Please copy out all lines of the entries that contain the word "matmul".
------ Data to use
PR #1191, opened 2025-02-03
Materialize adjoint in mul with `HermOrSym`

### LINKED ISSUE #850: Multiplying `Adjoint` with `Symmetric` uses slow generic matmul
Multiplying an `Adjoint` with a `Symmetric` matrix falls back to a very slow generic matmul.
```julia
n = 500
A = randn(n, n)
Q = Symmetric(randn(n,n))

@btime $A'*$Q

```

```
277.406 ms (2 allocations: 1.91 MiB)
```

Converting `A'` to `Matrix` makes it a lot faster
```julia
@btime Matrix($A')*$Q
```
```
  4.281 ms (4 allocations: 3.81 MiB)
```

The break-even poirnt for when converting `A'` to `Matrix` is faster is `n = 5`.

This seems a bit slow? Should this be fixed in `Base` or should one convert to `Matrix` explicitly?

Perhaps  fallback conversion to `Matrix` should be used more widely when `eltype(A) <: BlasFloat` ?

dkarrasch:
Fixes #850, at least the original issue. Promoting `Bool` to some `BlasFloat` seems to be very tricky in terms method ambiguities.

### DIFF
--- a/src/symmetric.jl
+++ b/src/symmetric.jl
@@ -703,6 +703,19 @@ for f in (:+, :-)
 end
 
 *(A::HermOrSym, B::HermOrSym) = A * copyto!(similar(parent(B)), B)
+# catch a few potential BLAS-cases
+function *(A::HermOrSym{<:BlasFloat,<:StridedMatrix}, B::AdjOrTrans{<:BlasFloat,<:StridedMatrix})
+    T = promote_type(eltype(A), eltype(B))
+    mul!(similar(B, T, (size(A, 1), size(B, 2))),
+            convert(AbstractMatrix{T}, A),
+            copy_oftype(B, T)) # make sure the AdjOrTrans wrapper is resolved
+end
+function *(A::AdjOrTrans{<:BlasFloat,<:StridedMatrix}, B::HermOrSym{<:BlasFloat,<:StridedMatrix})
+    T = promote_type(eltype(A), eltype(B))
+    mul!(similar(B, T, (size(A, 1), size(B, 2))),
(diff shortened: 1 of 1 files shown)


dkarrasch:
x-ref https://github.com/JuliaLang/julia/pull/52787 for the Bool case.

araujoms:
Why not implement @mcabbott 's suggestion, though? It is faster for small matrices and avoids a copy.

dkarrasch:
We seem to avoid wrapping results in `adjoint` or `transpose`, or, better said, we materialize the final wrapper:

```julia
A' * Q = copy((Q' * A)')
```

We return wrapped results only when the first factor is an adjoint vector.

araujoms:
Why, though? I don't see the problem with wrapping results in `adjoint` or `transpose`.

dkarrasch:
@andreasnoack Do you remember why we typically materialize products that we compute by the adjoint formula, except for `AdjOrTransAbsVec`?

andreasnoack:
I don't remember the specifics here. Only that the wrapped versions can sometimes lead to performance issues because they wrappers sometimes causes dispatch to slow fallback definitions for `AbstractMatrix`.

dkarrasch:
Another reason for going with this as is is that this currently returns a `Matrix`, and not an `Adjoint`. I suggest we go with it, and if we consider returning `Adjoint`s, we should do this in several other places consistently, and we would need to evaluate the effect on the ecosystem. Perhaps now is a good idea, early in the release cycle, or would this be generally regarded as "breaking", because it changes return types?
------------
**Answer area:**
### LINKED ISSUE #850: Multiplying `Adjoint` with `Symmetric` uses slow generic matmul
Multiplying an `Adjoint` with a `Symmetric` matrix falls back to a very slow generic matmul.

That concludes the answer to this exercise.